昭和36年秋から業務部長になりましてからも、僕はゴルフをやらなかったんです。この狭い国土にゴルフ場を造るのは、ゴルフをやるのは、国賊だっていうぐらいの気持ちでいました。だから、ゴルフやらなかったんです。ところが、昭和40年頃だったですか、なんか、会社で、いろいろむつかしい問題が出てきたんです。40年に金融引き締めになった時に、伊藤忠もその窮地に入って、ウィークデーに社長の越後さんとそれから専務全員がゴルフに行って、それで、ゴルフ場から専務の秘書が代わる代わるに日本橋に電話して、いろいろ司令が出るわけですよ。ところが、伊藤忠は、ウィークデーゴルフはやらないこと、客筋との関係でどうしてもウィークデーにゴルフをやらなきゃならない時は許可を受けなきゃいけない、そういうシステムになっていました。それは越後さんが作ったシステムなんです。いろいろむずかしい問題があるのに、社長が専務を皆連れて、ゴルフ場から指令が出るでしょ。僕はけしからんと思った。そのうち、越後さんが電話をかけてきた。ゴルフ場の休憩時間にね。僕は電話に出て、開き直った。「社長、今日は何曜日ですか。ウィークデーゴルフはやらないということは、あなたがお決めになったんですよ。近頃では、こういういろいろな問題が起きている。社長、専務全員がね、ゴルフに行く。私は、承服できない。今からすぐ、社長、専務全部、会社に帰って下さい。」と言った。けしからんと思って、受話器を投げ捨てたような気がしたですよ。そこらにいた秘書連中がびっくりして真っ青になってました。で、そのままうちに帰って、翌日、会社で辞表を書いた。そしたら、一番最初に伊藤専務がやって来て、「おこらんでくれ。あんたの言うことは正しいんだ」と僕を慰めるように言って、それから、越後社長の弟の越後正之さんも「まあまあ」って言う。そのうちに、社長室から呼び出しが来た。「ここで、ことによったら、辞表を出す」と。そしたら、社長室の入り口のドアが開けてあって、ふっと入ったら、越後さんなゴルフのパター1本持って、にこにこして、僕の来るのを待ってた。そうして、「瀬島君、昨日は悪かった。君の言うとおりだ」僕は辞表まで持っていたが、けんかのしようがない。けんかにならないんだなあ。そういう時の越後さんの顔っていうのは、童顔ですよ。怒る時はものすごいきつい顔になりますが、そういう時には非常に子供のあれですよ、越後さんは。で、「瀬島君、頼むよ。ゴルフやってくれ」と言って、パター1本くださいました。事と次第によっては、伊藤忠を辞める。ま、僕が辞表を書いたっていうことは、良い悪いは別として、これはそういう自分の気持ちですからね。それでも、僕は、国賊になるのはいやだからと思って、ゴルフやらなかった。1年ぐらいやらなかった。そしたら、僕の部下に向かって、越後さんから秘密命令が出てる。「上から言うと、意地を張ってやらんだろう」というようなことで、下から言われますとね、やっぱり、その、乗っちゃうんですよね。初めからうちにいる鳥部君という部下に連れていかれて、初めてゴルフボールを打たせてもらいました。自分が悪かったと思ったら、自分が間違っとったと思ったら、正直になる。そこがまたあの方の人間的なね…。

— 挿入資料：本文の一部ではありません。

PR #94, opened 2023-08-02
Bilby pipe overhaul

EthanMarx:
Overhauls bilby data generation and analysis

### DIFF
--- a/projects/sandbox/analyze_with_bilby/analyze_with_bilby/deploy.py
+++ b/projects/sandbox/analyze_with_bilby/analyze_with_bilby/deploy.py
@@ -3,6 +3,7 @@ from pathlib import Path
 from typing import List, Optional
 
 import bilby
+import h5py
 import numpy as np
 from mldatafind.segments import query_segments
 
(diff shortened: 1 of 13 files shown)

もうしばらく生きとってほしかったなあ、と。僕も年取ってきましたし、やっぱり個人的には、なんていうか、兄貴のような感じでいましたからね。例えば、政府の行政改革の仕事に取り組んでおる。大変なんですよね。すると、越後さんが、よく電話をかけてきまして、「瀬島君、頑張ってや」大阪弁で、それは、大変に支えになったです。もうしばらく生きとってほしかったなあ、と。